Seems pretty cool, but I think you're going to need to get a better data-set to start with. IE you need to do the grunt work of collecting data/plans for a few hundred popular companies at least.

If you don't do this I fear you'll end up deadpooling this site as you can't expect everyone to use the Google form to get you started.

I'm not so sure totally rejecting offers for "non-exotic" countries is going to pan out. Is there really _that_ big of a market for oddball countries of hosts that will actually discover/submit to this site? I think you've already shot yourself in the foot there and you're bleeding.


----------



## BlaZe (May 25, 2017)

I already have a big data-set which I have been collecting from the year 2013. Yes grunt work is required since the site is plain HTML though I have planned to script but since it will be a hobby project, I will be working on it during my free time.

Yes, only few have actually submitted the content. The reason for the Google Form is to collect data which is of quality. By quality I mean, coming direct from the web host itself who is aware of what product/services are being sold.

The data-set which I have gathered has a lot of missing parameters which are not available on the web host's site directly (hence you can see the yellow question marks). But this being a community project, I wish to rely on the community to assist me in this project. I will code a "Submit Hosts" form this Sunday so that things can accelerate as using Google Form does make things look unattractive.

Coming to the "non-exotic" locations, they are well known & hence they are "non-exotic", common or general locations.
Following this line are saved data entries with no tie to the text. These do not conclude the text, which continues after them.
PR #430, opened 2018-06-13
Issues 429 skip tile feature if geometry nill values

### LINKED ISSUE #429: Empty value stops processing of layer data
It is useful to add some casing to polygon geometries (for example to water features). But as OpenStreetMap water polygons are made of parts (for various reasons), it could give unwanted artefacts as can be seen in this example where smaller river flows into the larger one:
paveikslas
The usual solution is to aggregate geometries with _st_union_ when creating vector tile (aggregating water geometries beforehand for whole region could create huge geometries so it is not a good solution). For example:
```
select
  gid,
  st_union(geom) AS geom
from
  planet_osm_polygon
where
  geom && !BBOX!
```
When a tile has no geometries in a BBOX, this produces a null value for geom (because _st_union_ is an aggregate function). Such null value stops Tegola processing of layer data with following output to console:

`2018/06/09 22:15:25 map.go:193: err fetching tile (z: 10, x: 584, y: 323) features: unable to decode layer (water10) geometry field (geom) into wkb where (gid = 1): EOF`

Now this would not be a problem (if we ignore error message), but if there is another part in a query:
```
select ... st_union(geom) AS geom ...
union all
select somethingelse AS geom from sometable
```
then geometries of the second part of such query are **not** placed into the vector tile basically leaving layer empty in particular tile.
I guess Tegola should handle such _null_ values as "no geometry" and continue with processing query results.

paumas:
Fix #429 issues.
Skip tile feature if geometry nill values.

### DIFF
--- a/provider/postgis/postgis.go
+++ b/provider/postgis/postgis.go
@@ -382,6 +382,18 @@ func (p Provider) TileFeatures(ctx context.Context, layer string, tile provider.
 	// fetch rows FieldDescriptions. this gives us the OID for the data types returned to aid in decoding
 	fdescs := rows.FieldDescriptions()
 
+	// find geometry column index
+	geomIndex := -1
+	for i := range fdescs {
+		if fdescs[i].Name == plyr.GeomFieldName() {
+			geomIndex = i
+			break
+		}
+	}
+	if geomIndex == -1 {
+		return fmt.Errorf("error can't find %v field", plyr.GeomFieldName())
+	}
+
 	for rows.Next() {
 		// context check
 		if err := ctx.Err(); err != nil {
@@ -392,6 +404,11 @@ func (p Provider) TileFeatures(ctx context.Context, layer string, tile provider.
 		vals, err := rows.Values()
 		if err != nil {
 			return fmt.Errorf("error running layer (%v) SQL (%v): %v", layer, sql, err)
+		}
+
+		// skip row if geometry nil values.
+		if vals[geomIndex] == nil {
+			continue
 		}
 
 		gid, geobytes, tags, err := decipherFields(ctx, plyr.GeomFieldName(), plyr.IDFieldName(), fdescs, vals)
--- a/provider/postgis/postgis.go
+++ b/provider/postgis/postgis.go
@@ -422,14 +422,20 @@ func (p Provider) TileFeatures(ctx context.Context, layer string, tile provider.
 		}
 
 		// decode our WKB
-		geom, err := wkb.DecodeBytes(geobytes)
+		geometry, err := wkb.DecodeBytes(geobytes)
 		if err != nil {
 			return fmt.Errorf("unable to decode layer (%v) geometry field (%v) into wkb where (%v = %v): %v", layer, plyr.GeomFieldName(), plyr.IDFieldName(), gid, err)
 		}
 
+		// skip row if geometry collection empty.
+		g, ok := geometry.(geom.Collection)
+		if ok && len(g.Geometries()) == 0 {
+			continue
+		}
+
 		feature := provider.Feature{
 			ID:       gid,
-			Geometry: geom,
+			Geometry: geometry,
 			SRID:     plyr.SRID(),
 			Tags:     tags,
 		}


ARolek:
@paumas thanks for the PR. I did some looking around and I think we might be able to solve this in a slightly cleaner way. Take a look at the [decipherFields](https://github.com/go-spatial/tegola/blob/v0.7.0/provider/postgis/util.go#L150) function. We check for `nil` values on line 161. We should be able to check the length of `geobytes` after running `decipherFileds` prior to calling `wkb.Decode()` and continue if `len == 0`. What do you think?

We should also put together a test case for this situation.

tomass:
@ARolek was your fix actually implemented?
Tegola fails (Error Getting VTileLayer: Error getting VTileFeature: Unknown geometry type) in the use case https://github.com/go-spatial/tegola/issues/429
I do not see checking of length of geobytes in utils.go
If I apply (merge) @paulmach change - everything works fine.

ARolek:
@tomass the len check was implemented and is currently in master at https://github.com/go-spatial/tegola/blob/master/provider/postgis/postgis.go#L565.

What version of tegola are you using?

I suspect another issue is happening here but I will need to look through @paumas branch to see what functionality it has that the current implementation does not.

tomass:
@ARolek I'm using master with "no_clipping" changes added.
I did compile Tegola with _postgis.go_ version you've given and it is still giving the same error:
`Error: error seeding tile ({z:9 x:286 y:158 Buffer:0 SRID:3857}): Error Getting VTileLayer: Error getting VTileFeature: Unknown geometry type`

@paumas says that the difference is that he is also checking for empty **collection** being returned.

In order to reproduce, you need to have a geometry(ies) which satisfy the condition "&& bbox" but have no intersection with bbox. In my case geometry is like this:

image
here black box is a "bbox" and blue blob is a polygon. Blue polygons bbox crosses the black bbox so feature is selected in where clause but st_intersection selects nothing of it.

Below is an example query to reproduce. In actual production query there is a _!bbox!_ in place of _ST_GeomFromText_:

```
select 1 as gid,
   st_asbinary(st_union(st_intersection(way, ST_GeomFromText('POLYGON((0 0,1 0,0 1,0 0))',3857)))) as geom
from planet_osm_polygon
where way && !bbox!
```

ARolek:
@tomass I looked at the PR again and that's correct, @paumas is sniffing for geometry.Collection inside of PostGIS and ignoring it. I missed that detail on the first review and so this was not implemented.

I don't think we should filter out geometry.Collection at the postgis data provider layer. I think a better approach here would be to ignore the unsupported geometry type during encoding of the mvt feature and log a warning rather than an error. This would give you the same result but I think handled in a more appropriate part of the server. 

@gdey any issues with this?

gdey:
@ARolek I think that is better. An added beneficiate to the approach you are suggesting is that it will apply to all data providers; not just the PostGIS provider.

ARolek:
@tomass & @paumas so I talked with @gdey about this and we're at an interesting fork in the road. I opened up a new issue (#587) which is a higher level discussion around how to we want to handle tile generation errors.

Since it's applicable to the conversation, can you help me understand how your underlying data is using geometry collections? One potential fix is to address the data at the data layer rather than have tegola handle it. This may/may not be possible though, so understanding your situation a bit more would be helpful.

tomass:
@ARolek I'm not sure I understood your question correctly, but here is my opinion.
I would go for skipping the tile entirely when an error occurs. But I would not count empty collection in response as an "error". It is an expected situation.
Here is an example where this situation occurs:
paveikslas
The place is here: https://topo.openmap.lt/#t/14/55.73044/21.09655/0/0
Red lines are tile boundaries. The large waterbody in all tiles except upper right is a Baltic sea plus Curonian lagoon which is a large geometry.
**Firstly I have a cartographic task**: I want all water to have a darker outline, in order to have no lines on water intersection waterbodies must be concatenated before adding them to the tile. I use _st_union_ to do that.
**Secondly I have a technical/speed task**: as the geometry of such a large waterbody is a large one (even tho I do clip it into smaller parts in database beforehand), I do not want to be passing full geometry on all scales to Tegola for clipping, I do the clipping in the PostgreSQL side by using _st_intersection_ and _!bbox!_. And in the place depicted in the picture above we get a situation that bounding box of waterbody overlap with upper right tile - so waterbody geometry matches _where_ clause of the query and is thus selected. But the _st_intersection_ in the _select_ part of the query returns empty geometry (as it is more exact calculation compared to envelope overlapping) which goes into union and thus produces an empty collection.
**Full query**:
```
SELECT
  row_number() over() AS gid,
  ST_AsBinary(ST_Union(ST_Intersection(geom, !BBOX!))) AS geom,
  'coastline' AS kind
FROM
  coastline
WHERE
  geom && !BBOX! AND
  res = 150
```
**Opinion.** Theoretically I could wrap the query in another query and filter out empty geometries, but then there will be other users of Tegola who would hit this situation and it would not be easy for them to understand why are they getting an error of unknown type on **some** tiles or they could fail to see such an error while testing if testing area does not have such a situation.

gdey:
I think we should move some of this conversion to # 587; as that will affect this issue.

But if you were to buy a VPS in Belarus, where would you go ? Or you want a VPS in Taiwan, which company is reliable?

The site is in beta stage hence limited information is being displayed. I do plan to display just the necessary rather than confusing the user by bombarding him with lots of irrelevant data.
Also, a "Report" page has to be coded so that users can report to get the data corrected.

The purpose of the site is just to "list" out the VPS Web Hosts' offerings and that being displayed to the user in the most simplistic & normal way.

Thanks for the advice @Jonathan.


----------



## Jonathan (May 25, 2017)

Do you intend to generate revenue from this site or is it strictly for hobby/enjoyment purposes?


----------



## BlaZe (May 25, 2017)

Jonathan said:


> Do you intend to generate revenue from this site or is it strictly for hobby/enjoyment purposes?


Will be running it as just a hobby but if the site demands a major portion of my time will hire someone to help me out with the day-to-day site related activities. Then perhaps I might try to monetize it so that I can pay him/her via the revenue generated though its not necessary to generate funds as I can take care of it. Or might allow the person to generate revenue for himself in return of maintaining the site.

But again, all this depends how it goes.


----------



## Jonathan (May 25, 2017)

In that case it can be whatever you want 

All I'm saying is, if you wanna monetize it you'll have to give up the only exotic part


----------



## BlaZe (May 30, 2017)

Jonathan said:


> In that case it can be whatever you want
> 
> All I'm saying is, if you wanna monetize it you'll have to give up the only exotic part


Lets see how it goes by.


----------



## BlaZe (Jun 8, 2017)

*Updates:*

Recoded the design using Bootstrap for better responsive display.
Added keyCode event to focus on the search input when any key is pressed. (In lay man's term, if you type anything on the webpage it will automatically take your cursor to the search box, you do not have to manually click on the search field to search. Try it out!)
Updated the list


----------